Outside of open enrollment, you can sign up during a Special Enrollment Period if you experience a qualifying life event. Common triggers include losing other health coverage (from a job, Medicaid, or a parent’s plan), getting married, having a baby, moving to a new area with different plan options, or changes in household income that affect your eligibility. You typically have 60 days from the event to enroll.
The Individual Mandate Today
The ACA originally required most Americans to carry health insurance or pay a tax penalty. That federal penalty was reduced to $0 starting in 2019, so there is currently no federal financial consequence for going uninsured. However, four states and the District of Columbia enforce their own insurance mandates with penalties: California, Connecticut, Maryland, and D.C. If you live in one of those places, you may still owe a state-level fee for going without coverage.

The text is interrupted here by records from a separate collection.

PR #878, opened 2022-03-03
Fixes getNanoSeconds() time conversion 

staheri14:
A fix to the conversion of seconds to nanoseconds in the `getNanoSeconds()` proc. 
The faulty version would cause messages to be timestamped (sender or receiver) with some value pointing to the past.

### DIFF
--- a/waku/v2/utils/time.nim
+++ b/waku/v2/utils/time.nim
@@ -9,11 +9,11 @@ type Timestamp* = int64
 const TIMESTAMP_TABLE_TYPE* = "INTEGER"
 
 proc getNanosecondTime*[T](timeInSeconds: T): Timestamp = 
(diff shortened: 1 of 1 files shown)


s1fr0 (approved):
Much better! Thanks!

kaiserd (approved):
LGTM!

oskarth (approved):

jm-clius (approved):
Thanks! This is a very important fix. It will cause issues with the sorting order of `store` messages. 
Afaict it affects:
-nim-waku chat2 client (new messages will be dropped by `store`s, as the message timestamps are in the past)
-store receiver timestamps (an issue if the clients don't provide sender timestamps)
-bridged messages from v1 to v2 (arguably the most critical)

I propose we fast-track this merge please and get this deployed as a patch on all fleets.

cc @oskarth

Issue #880, opened 2022-03-04
Discv5: DNS bootstrap


kaiserd:
## Background

[DNS discovery](https://rfc.vac.dev/spec/10/#discovery-methods) is currently used for retrieving Waku2 relay bootstrap nodes.
The only way of providing discv5 bootstrap nodes, however, is passing their [ENRs](https://eips.ethereum.org/EIPS/eip-778) as command line arguments.
This makes setting up a discv5-capable Waku node cumbersome.

## Proposed solution

Use nodes retrieved via DNS discovery not only as bootstrap nodes for Waku2 relay but also as bootstrap nodes for discv5.

## Acceptance criteria

* [x] implementation of DNS bootstrap nodes for Waku discv5 (PR: #888)
* [x] successful test in experimental fleet

PR #888, opened 2022-03-10
discv5 dns bootstrap

kaiserd:
## Background

This PR addresses #880.
The current draft implementation passed a test on an experimental fleet.
This fleet server can be used for testing:
`enrtree://AKRUVB7WRORHGL5IIHKHEXGALD5IWWAL7UIVOUZ2FKE4ORV5WOX76@waku.337.ovh`
(I will keep this running during the testing phase; might be down sometimes during update phases.)

The following explains my implementation choices.
(No strong opinion on these, and happy to change if desired :))

### Introducing a separate setup phase for bootstrap nodes

Bootstrap nodes are passed to the discv5 object during the `initialize node` phase while they are dialed by Waku relay in the `start node` phase.
To avoid retrieving bootstrap nodes twice, having a separate phase for retrieving them before `initialize node` seemed like a solution with not too much restructuring.
Also, the new `retrieve dynamic bootstrap nodes` phase can be extended to retrieve dynamic bootstrap nodes from other sources, too (e.g. mDNS).

### ENR in RemotePeerInfo

This PR extends `RemotePeerInfo` storing ENRs of discovered nodes.
[DNS discovery](https://rfc.vac.dev/spec/10/#discovery-methods) retrieves ENRs anyway. While storing the ENR was not useful before because Waku only uses multiaddrs, it is now useful with the introduction of discv5, which uses the ENR format.
Storing the ENRs also avoids additional conversions.

(I am not sure if `Option` is the idiomatic Nim way for introducing an optional field. I did not find information on this in the [style guide](https://status-im.github.io/nim-style-guide/00_introduction.html). Options feel a bit clunky in Nim.)

## Todo

If the current implementation choices are fine, I would address the following

* [x] remove double conversion of ENRs from string to Record format and vice versa
* ~extend local peerInfo with ENR~ `peerInfo` is in libp2p
   - a future PR could generate an ENR [here](https://github.com/status-im/nim-waku/blob/b8da352a56b49642f198f30c45946669e055c0c1/waku/v2/utils/peers.nim#L160)

### DIFF
--- a/waku/v2/node/wakunode2.nim
+++ b/waku/v2/node/wakunode2.nim
@@ -1263,12 +1263,12 @@ when isMainModule:
   else:
     (pStorage, mStorage) = setupStorageRes.get()
 
-  debug "2/7 Retrieve dynamic boostrap nodes"
+  debug "2/7 Retrieve dynamic bootstrap nodes"
   
   var dynamicBootstrapNodes: seq[RemotePeerInfo]
   let dynamicBootstrapNodesRes = retrieveBootstrapNodes(conf)
   if dynamicBootstrapNodesRes.isErr:
-    error "2/7 Retrieving dynamic boostrap nodes failed. Continuing without dynamic boostrap nodes."
+    error "2/7 Retrieving dynamic bootstrap nodes failed. Continuing without dynamic bootstrap nodes."
   else:
     dynamicBootstrapNodes = dynamicBootstrapNodesRes.get()
 
--- a/waku/v2/node/wakunode2.nim
+++ b/waku/v2/node/wakunode2.nim
@@ -1014,7 +1014,7 @@ when isMainModule:
     ok(storeTuple)
 
   # 2/7 Retrieve dynamic bootstrap nodes
-  proc retrieveBootstrapNodes(conf: WakuNodeConf): Result[seq[RemotePeerInfo], cstring] =
+  proc retrieveDynamicBootstrapNodes(conf: WakuNodeConf): Result[seq[RemotePeerInfo], cstring] =
   # DNS discovery
     if conf.dnsDiscovery and conf.dnsDiscoveryUrl != "":
       debug "Discovering nodes using Waku DNS discovery", url=conf.dnsDiscoveryUrl
@@ -1099,16 +1099,22 @@ when isMainModule:
         discv5UdpPort = Port(uint16(conf.discv5UdpPort) + conf.portsShift)
         discoveryConfig = DiscoveryConfig.init(
           conf.discv5TableIpLimit, conf.discv5BucketIpLimit, conf.discv5BitsPerHop)
-      var discv5BootstrapNodes = conf.discv5BootstrapNodes
+
+      # select dynamic bootstrap nodes that have an ENR containing a udp port
+      var discv5BootstrapEnrs: seq[enr.Record]
       for n in dynamicBootstrapNodes:
-        if n.enr.isSome():
-          discv5BootstrapNodes.add("enr:" & n.enr.get().toBase64)
+        if n.enr.isSome() and n.enr.get().toTypedRecord().tryGet().udp.isSome(): # TODO: idiomatic error handling
+          discv5BootstrapEnrs.add(n.enr.get())
+    
+      # parse enrURIs from the configuration and add the resulting ENRs to the discv5BootstrapEnrs seq
+      for enrUri in conf.discv5BootstrapNodes:
+        addBootstrapNode(enrUri, discv5BootstrapEnrs)
 
       node.wakuDiscv5 = WakuDiscoveryV5.new(
         extIP, extPort, some(discv5UdpPort),
         conf.listenAddress,
         discv5UdpPort,
-        discv5BootstrapNodes,
+        discv5BootstrapEnrs,
         conf.discv5EnrAutoUpdate,
         keys.PrivateKey(conf.nodekey.skkey),
         wakuFlags,
@@ -1266,7 +1272,7 @@ when isMainModule:
   debug "2/7 Retrieve dynamic bootstrap nodes"
   
   var dynamicBootstrapNodes: seq[RemotePeerInfo]
-  let dynamicBootstrapNodesRes = retrieveBootstrapNodes(conf)
+  let dynamicBootstrapNodesRes = retrieveDynamicBootstrapNodes(conf)
   if dynamicBootstrapNodesRes.isErr:
     error "2/7 Retrieving dynamic bootstrap nodes failed. Continuing without dynamic bootstrap nodes."
   else:
--- a/waku/v2/node/wakunode2.nim
+++ b/waku/v2/node/wakunode2.nim
@@ -1014,7 +1014,7 @@ when isMainModule:
     ok(storeTuple)
 
   # 2/7 Retrieve dynamic bootstrap nodes
-  proc retrieveDynamicBootstrapNodes(conf: WakuNodeConf): Result[seq[RemotePeerInfo], cstring] =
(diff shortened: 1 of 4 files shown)


waku/v2/node/wakunode2.nim
```diff
@@ -1257,44 +1265,53 @@ when isMainModule:
   let setupStorageRes = setupStorage(conf)
 
   if setupStorageRes.isErr:
-    error "1/6 Setting up storage failed. Continuing without storage."
+    error "1/7 Setting up storage failed. Continuing without storage."
   else:
     (pStorage, mStorage) = setupStorageRes.get()
 
-  debug "2/6 Initializing node"
+  debug "2/7 Retrieve dynamic boostrap nodes"
```
jm-clius, line 1272:
```suggestion
  debug "2/7 Retrieve dynamic bootstrap nodes"
```
:)

waku/v2/node/wakunode2.nim
```diff
@@ -1257,44 +1265,53 @@ when isMainModule:
...
+  
+  var dynamicBootstrapNodes: seq[RemotePeerInfo]
+  let dynamicBootstrapNodesRes = retrieveBootstrapNodes(conf)
+  if dynamicBootstrapNodesRes.isErr:
+    error "2/7 Retrieving dynamic boostrap nodes failed. Continuing without dynamic boostrap nodes."
```
jm-clius, line 1277:
```suggestion
    error "2/7 Retrieving dynamic bootstrap nodes failed. Continuing without dynamic boostrap nodes."
```
:)

jm-clius:
This approach makes sense to me! Feel free to mark as ready for review once it is. :)

kaiserd:
I now opened the issue for review after addressing the double ENR conversion.
The tests on my experimental fleet still run successfully.

I added a second constructor for WakuDiscoveryV5, which takes `seq[enr.Record]` instead of a `seq[string]` (EnrUri).
This saves conversations. (The old constructor is not used anymore; but it might still make sense to keep it for potential future use.)

Imo, generating an ENR in [`toRemotePeerInfo`](https://github.com/status-im/nim-waku/blob/b8da352a56b49642f198f30c45946669e055c0c1/waku/v2/utils/peers.nim#L160) could be addressed in a separate Issue/PR. Let me know, if I should do this in this PR. Currently, this generated ENR would not be used.


[Here](https://github.com/status-im/nim-waku/blob/c838b487ab02359119991dfcee83c8a8a783738a/waku/v2/node/wakunode2.nim#L1104), I tried to do something like

```nim
var discv5BootstrapEnrs = dynamicBootstrapNodes
                            .filterIt(it.enr.isSome() and
                              it.enr.get().toTypedRecord().tryGet().udp.isSome()) # TODO: idiomatic error handling. 
                            .mapIt(it.enr.get())
```

However, filter and map are not composable without copying, and I could not find a way of addressing the potential error on tryGet() inline.
Does Nim provide something like result combinators in Rust?

I also found collect, which would allow doing something along the lines of:

```nim
let dynamicBootstrapEnrs = collect(newSeq):
                            for n in dynamicBootstrapNodes:
                              if n.enr.isSome():
                                n.enr.get()
```

However, this requires `std/sugar`, uses a macro, and is not much more concise compared to a regular for loop (in this example, I I did not do the udp port check, which is why it looks more concise.)

kaiserd:
Because the `WakuDiscoveryV5` constructores only differ in the type of the ENR seq, passing an empty seq without type does not work anymore. The type has to be specified like  [here](https://github.com/status-im/nim-waku/blob/f15990d93149ea90d1f397f08332c8e3495ddf60/tests/v2/test_waku_discv5.nim#L55).

waku/v2/node/wakunode2.nim
```diff
@@ -1013,9 +1013,34 @@ when isMainModule:
     
     ok(storeTuple)
 
-  # 2/6 Initialize node
+  # 2/7 Retrieve dynamic bootstrap nodes
+  proc retrieveDynamicBootstrapNodes(conf: WakuNodeConf): Result[seq[RemotePeerInfo], cstring] =
```
oskarth, line 1017: Is there a reason we are using `cstring` here as opposed to hiding this in a lower level API? Seems like an implementation detail that'd be better to abstract away to either a string or some other relevant type. (I realize this might be a consequence of lower level API)

oskarth, line 1017: Does this block? One concern would be if the node gets busy discovering nodes and isn't able to start functioning earlier

waku/v2/node/wakunode2.nim
```diff
@@ -1075,11 +1100,25 @@ when isMainModule:
         discoveryConfig = DiscoveryConfig.init(
           conf.discv5TableIpLimit, conf.discv5BucketIpLimit, conf.discv5BitsPerHop)
 
+      # select dynamic bootstrap nodes that have an ENR containing a udp port
```
oskarth, line 1103: Maybe brief comment mentioning why this is necessary, i.e. Discovery v5 is only UDP, or link to spec

waku/v2/utils/peers.nim
```diff
@@ -145,11 +150,12 @@ proc toRemotePeerInfo*(enr: enr.Record): Result[RemotePeerInfo, cstring] =
...
 
-  return ok(RemotePeerInfo.init(peerId, addrs))
+  return ok(RemotePeerInfo.init(peerId, addrs, some(enr)))
 
 ## Converts the local peerInfo to dialable RemotePeerInfo
 ## Useful for testing or internal connections
 proc toRemotePeerInfo*(peerInfo: PeerInfo): RemotePeerInfo =
   RemotePeerInfo.init(peerInfo.peerId,
                       peerInfo.addrs,
+                      none(enr.Record), # TODO
```
oskarth, line 160: What's the TODO referring to here?

oskarth (commented):
Nice one! Some minor comments

waku/v2/node/wakunode2.nim
kaiserd: There is no reason. I converted the Result to `SetupResult`, which all other setup methods use as well. This is much clearer.  Thank you :).

waku/v2/utils/peers.nim
kaiserd: I replaced the TODO with a comment.

waku/v2/node/wakunode2.nim
kaiserd: Yes it blocks. Agreed.
The blocking stems form [waku_dnsdisc](https://github.com/status-im/nim-waku/blob/e6fdbdb42ac8592c02811d4a2709d4d17e065d0c/waku/v2/node/dnsdisc/waku_dnsdisc.nim#L52).
Imo, we should address this in a separate issue.

For now, this should not be too severe, because it is "just" blocking DNS queries. These DNS records should be available in the next setup step and would be waited for anyways.
I think the DNS disc API should be async, but the setup functions should be sync because the steps sequentially depend on each other.

Should I open a new issue or take further steps within this PR?

kaiserd:
I addressed the feedback and also [allowed a `udp6` port in the ENR](https://github.com/status-im/nim-waku/blob/305735b250802810a05b758d8a521ab04a952e37/waku/v2/node/wakunode2.nim#L1112), because the [ENR spec](https://eips.ethereum.org/EIPS/eip-778) does not exclude ENRs that only have `udp6` but no `udp`.

waku/v2/node/wakunode2.nim
oskarth: Agree and opening a new issue sounds good, thanks!

oskarth (approved):

jm-clius (approved):
LGTM! Thanks.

Who ACA Insurance Is Designed For
Marketplace plans are primarily designed for people who don’t have access to affordable coverage through an employer or a government program like Medicare or Medicaid. That includes self-employed workers, freelancers, part-time employees, early retirees, and anyone between jobs. Even if you do have employer coverage, you can browse marketplace plans, though you typically won’t qualify for premium tax credits if your employer offers affordable coverage that meets minimum value standards.
If your income is low enough, the marketplace application will determine whether you qualify for Medicaid instead. In states that expanded Medicaid under the ACA, adults with household incomes up to 138% of the federal poverty level are eligible. The marketplace application handles this screening automatically and routes you to the appropriate program.